* [Assignment] Copy the records exactly. Every line must match.

* [Records shown]
PR #7230, opened 2022-12-15
CR-1147934: Fix seg fault at end of execution when profiling is enabled on some devices

jvillarre:
On some devices and OS configurations, applications were crashing at the end of execution when PL profiling was turned on.  This was due to profiling trying to access information on the device after the hardware shim had been destroyed.  This pull request makes sure that any PL profiling information is offloaded to the profiling library before the shim is destroyed by adding a callback in the shim destructor.  This is necessary as when profiling dumps its information it requires the last data from the device.

This pull request also comments the shim functions and consolidates all of the individual profiling plugin callbacks into a single location in the plugin/xdp directory so they can scale without changing the shim.cpp file.

The bug was discovered through daily regression testing.

Since the order of static objects destruction is undefined, the added callback handles the case when the shim is destroyed before profiling objects are destroyed.  If profiling objects are destroyed first, then these functions simply return when the shim is destroyed.

Low risk as this structure of callbacks was in use for other profiling plugins.  When profiling is not enabled, the callbacks simply return so there is minimal overhead added.

The failing test case on hardware has been verified to be fixed with good profiling data being retrieved after the fix was applied.

No documentation impact.

### DIFF
--- a/src/runtime_src/core/pcie/linux/plugin/xdp/shim_callbacks.h
+++ b/src/runtime_src/core/pcie/linux/plugin/xdp/shim_callbacks.h
@@ -1,0 +1,75 @@
+/**
+ * Copyright (C) 2022 Advanced Micro Devices, Inc. - All rights reserved
+ *
+ * Licensed under the Apache License, Version 2.0 (the "License"). You may
+ * not use this file except in compliance with the License. A copy of the
+ * License is located at
+ *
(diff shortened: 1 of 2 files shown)


stsoe (approved):

IshitaGhosh (approved):
The changes look good.

PR #7231, opened 2022-12-15
CR-1148012 fix hwmon device register & unregister sequence

rajkumar-xilinx:

Fix hwmon device registration sequence in hwmon_sdm driver
CR-1148012
Fixed hwmon driver registration sequence in hwmon_sdm driver. 
NA
XRT driver load & unload, reset.
NA

### DIFF
--- a/src/runtime_src/core/pcie/driver/linux/xocl/subdev/hwmon_sdm.c
+++ b/src/runtime_src/core/pcie/driver/linux/xocl/subdev/hwmon_sdm.c
@@ -1203,28 +1203,28 @@ static int create_hwmon_sysfs(struct platform_device *pdev)
 	if (!sdm->supported)
 		return 0;
 
-	err = device_create_file(sdm->hwmon_dev, &name_attr.dev_attr);
-	if (err) {
-		xocl_err(&pdev->dev, "create attr name failed: 0x%x", err);
-		return err;
-	}
-
 	sdm->hwmon_dev = hwmon_device_register(&core->pdev->dev);
 	if (IS_ERR(sdm->hwmon_dev)) {
 		err = PTR_ERR(sdm->hwmon_dev);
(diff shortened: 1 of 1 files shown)


maxzhen (approved):

chvamshi-xilinx (approved):

src/runtime_src/core/pcie/driver/linux/xocl/subdev/hwmon_sdm.c
```diff
@@ -1409,14 +1409,13 @@ static void destroy_hwmon_sysfs(struct platform_device *pdev)
 	if (!sdm->supported)
 		return;
 
-	sysfs_remove_group(&pdev->dev.kobj, &hwmon_sdm_bdinfo_attrgroup);
-
 	if (sdm->hwmon_dev) {
-		hwmon_device_unregister(sdm->hwmon_dev);
 		device_remove_file(sdm->hwmon_dev, &name_attr.dev_attr);
+		hwmon_device_unregister(sdm->hwmon_dev);
```
xdavidz, line 1414: Raj, could you please explain why we need to change the sequence back from unregister first and remove file second? All linux code is doing this sequence: https://elixir.bootlin.com/linux/latest/source/drivers/hwmon/asc7621.c#L1112

I am wondering if we change it back, we might see the occasionally memory corruption again.

I actually tested all the sequence, so if we just do this sequence, we can see the painc oops right a way.
create the file
register
unregister
remove file << panic here

If we swap the unregister and remove file. The panic seems gone. But why we see the panic is my question.

xdavidz: @rajkumar-xilinx I think I kind of understand your are using this in a different way of creating devs, you have 2 devs.... please make sure backport this to 2022.2 after this merged.

xdavidz (approved):

PR #7248, opened 2022-12-21
Increase skd cgroup memory limit from 1G to 2G

jeffli-xilinx:
Increase PS kernel service group memory limit from 1G to 2G to accommodate larger cached xclbin sizes.

### DIFF
--- a/src/runtime_src/tools/scripts/apu_recipes/skd.service
+++ b/src/runtime_src/tools/scripts/apu_recipes/skd.service
@@ -7,7 +7,7 @@ Type=forking
 User=softkernel
 ExecStart=/usr/bin/skd
 StandardOutput=journal+console
-MemoryLimit=1G
+MemoryLimit=2G
 
 [Install]
 WantedBy=multi-user.target


stsoe (approved):

jeffli-xilinx:
retest

manikandan-xilinx:
retest this please.

rozumx (commented):
Is this change still needed?

I thought that you were looking into reducing the xclbin container sizes by removing the PDI images.   Even if this wasn't the case, I would expect that the cache would not have duplicate xclbin containers, which looks to be the case.  

Instead of increasing the cache size, would it possible to create reference counts to cache images.  For this use-case, there will be only 1 cache image instead of multiple duplicate cache images, which seems to be the case.

jeffli-xilinx:
> Is this change still needed?
> 
> I thought that you were looking into reducing the xclbin container sizes by removing the PDI images. Even if this wasn't the case, I would expect that the cache would not have duplicate xclbin containers, which looks to be the case.
> 
> Instead of increasing the cache size, would it possible to create reference counts to cache images. For this use-case, there will be only 1 cache image instead of multiple duplicate cache images, which seems to be the case.

There will need to be a separate change to not cache copies of full xclbins.  But I think increasing memory limit is probably still prudent since if we want to support 32 and in the future 64 PS kernels, 1G is probably not enough.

* [Response area]
PR #7230, opened 2022-12-15
CR-1147934: Fix seg fault at end of execution when profiling is enabled on some devices

jvillarre:
On some devices and OS configurations, applications were crashing at the end of execution when PL profiling was turned on.  This was due to profiling trying to access information on the device after the hardware shim had been destroyed.  This pull request makes sure that any PL profiling information is offloaded to the profiling library before the shim is destroyed by adding a callback in the shim destructor.  This is necessary as when profiling dumps its information it requires the last data from the device.

This pull request also comments the shim functions and consolidates all of the individual profiling plugin callbacks into a single location in the plugin/xdp directory so they can scale without changing the shim.cpp file.

The bug was discovered through daily regression testing.

Since the order of static objects destruction is undefined, the added callback handles the case when the shim is destroyed before profiling objects are destroyed.  If profiling objects are destroyed first, then these functions simply return when the shim is destroyed.

Low risk as this structure of callbacks was in use for other profiling plugins.  When profiling is not enabled, the callbacks simply return so there is minimal overhead added.

The failing test case on hardware has been verified to be fixed with good profiling data being retrieved after the fix was applied.

No documentation impact.

### DIFF
--- a/src/runtime_src/core/pcie/linux/plugin/xdp/shim_callbacks.h
+++ b/src/runtime_src/core/pcie/linux/plugin/xdp/shim_callbacks.h
@@ -1,0 +1,75 @@
+/**
+ * Copyright (C) 2022 Advanced Micro Devices, Inc. - All rights reserved
+ *
+ * Licensed under the Apache License, Version 2.0 (the "License"). You may
+ * not use this file except in compliance with the License. A copy of the
+ * License is located at
+ *
(diff shortened: 1 of 2 files shown)


stsoe (approved):

IshitaGhosh (approved):
The changes look good.

PR #7231, opened 2022-12-15
CR-1148012 fix hwmon device register & unregister sequence

rajkumar-xilinx:

Fix hwmon device registration sequence in hwmon_sdm driver
CR-1148012
Fixed hwmon driver registration sequence in hwmon_sdm driver. 
NA
XRT driver load & unload, reset.
NA

### DIFF
--- a/src/runtime_src/core/pcie/driver/linux/xocl/subdev/hwmon_sdm.c
+++ b/src/runtime_src/core/pcie/driver/linux/xocl/subdev/hwmon_sdm.c
@@ -1203,28 +1203,28 @@ static int create_hwmon_sysfs(struct platform_device *pdev)
 	if (!sdm->supported)
 		return 0;
 
-	err = device_create_file(sdm->hwmon_dev, &name_attr.dev_attr);
-	if (err) {
-		xocl_err(&pdev->dev, "create attr name failed: 0x%x", err);
-		return err;
-	}
-
 	sdm->hwmon_dev = hwmon_device_register(&core->pdev->dev);
 	if (IS_ERR(sdm->hwmon_dev)) {
 		err = PTR_ERR(sdm->hwmon_dev);
(diff shortened: 1 of 1 files shown)


maxzhen (approved):

chvamshi-xilinx (approved):

src/runtime_src/core/pcie/driver/linux/xocl/subdev/hwmon_sdm.c
```diff
@@ -1409,14 +1409,13 @@ static void destroy_hwmon_sysfs(struct platform_device *pdev)
 	if (!sdm->supported)
 		return;
 
-	sysfs_remove_group(&pdev->dev.kobj, &hwmon_sdm_bdinfo_attrgroup);
-
 	if (sdm->hwmon_dev) {
-		hwmon_device_unregister(sdm->hwmon_dev);
 		device_remove_file(sdm->hwmon_dev, &name_attr.dev_attr);
+		hwmon_device_unregister(sdm->hwmon_dev);
```
xdavidz, line 1414: Raj, could you please explain why we need to change the sequence back from unregister first and remove file second? All linux code is doing this sequence: https://elixir.bootlin.com/linux/latest/source/drivers/hwmon/asc7621.c#L1112

I am wondering if we change it back, we might see the occasionally memory corruption again.

I actually tested all the sequence, so if we just do this sequence, we can see the painc oops right a way.
create the file
register
unregister
remove file << panic here

If we swap the unregister and remove file. The panic seems gone. But why we see the panic is my question.

xdavidz: @rajkumar-xilinx I think I kind of understand your are using this in a different way of creating devs, you have 2 devs.... please make sure backport this to 2022.2 after this merged.

xdavidz (approved):

PR #7248, opened 2022-12-21
Increase skd cgroup memory limit from 1G to 2G

jeffli-xilinx:
Increase PS kernel service group memory limit from 1G to 2G to accommodate larger cached xclbin sizes.

### DIFF
--- a/src/runtime_src/tools/scripts/apu_recipes/skd.service
+++ b/src/runtime_src/tools/scripts/apu_recipes/skd.service
@@ -7,7 +7,7 @@ Type=forking
 User=softkernel
 ExecStart=/usr/bin/skd
 StandardOutput=journal+console
-MemoryLimit=1G
+MemoryLimit=2G
 
 [Install]
 WantedBy=multi-user.target


stsoe (approved):

jeffli-xilinx:
retest

manikandan-xilinx:
retest this please.

rozumx (commented):
Is this change still needed?

I thought that you were looking into reducing the xclbin container sizes by removing the PDI images.   Even if this wasn't the case, I would expect that the cache would not have duplicate xclbin containers, which looks to be the case.  

Instead of increasing the cache size, would it possible to create reference counts to cache images.  For this use-case, there will be only 1 cache image instead of multiple duplicate cache images, which seems to be the case.

jeffli-xilinx:
> Is this change still needed?
> 
> I thought that you were looking into reducing the xclbin container sizes by removing the PDI images. Even if this wasn't the case, I would expect that the cache would not have duplicate xclbin containers, which looks to be the case.
> 
> Instead of increasing the cache size, would it possible to create reference counts to cache images. For this use-case, there will be only 1 cache image instead of multiple duplicate cache images, which seems to be the case.

There will need to be a separate change to not cache copies of full xclbins.  But I think increasing memory limit is probably still prudent since if we want to support 32 and in the future 64 PS kernels, 1G is probably not enough.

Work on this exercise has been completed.